**Task to carry out:**
All of the data below is to be written out again exactly.

**Records contained in a dataset:**
+ + +
PR #7514, opened 2026-04-20
[PM-12475] Add GroupUserAuthorizationHandler and related context for group user …

JaredScar:
## 🎟️ Tracking

https://bitwarden.atlassian.net/browse/PM-12475

## 📔 Objective

Instead of having duplicated code in places for authorization for assigning users to group authorization, implement an authorization service to be used in both places to de-duplicate (is that a word?) code.


eliykat (commented):
Our resource-based authorization patterns need some improvement. This is already being discussed over in #7442, but isn't fully figured out yet. Let's hold on this until @r-tome has finalized a better pattern, then we can implement it here.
+ + +
**Answer box:**
PR #7514, opened 2026-04-20
[PM-12475] Add GroupUserAuthorizationHandler and related context for group user …

JaredScar:
## 🎟️ Tracking

https://bitwarden.atlassian.net/browse/PM-12475

## 📔 Objective

Instead of having duplicated code in places for authorization for assigning users to group authorization, implement an authorization service to be used in both places to de-duplicate (is that a word?) code.


eliykat (commented):
Our resource-based authorization patterns need some improvement. This is already being discussed over in #7442, but isn't fully figured out yet. Let's hold on this until @r-tome has finalized a better pattern, then we can implement it here.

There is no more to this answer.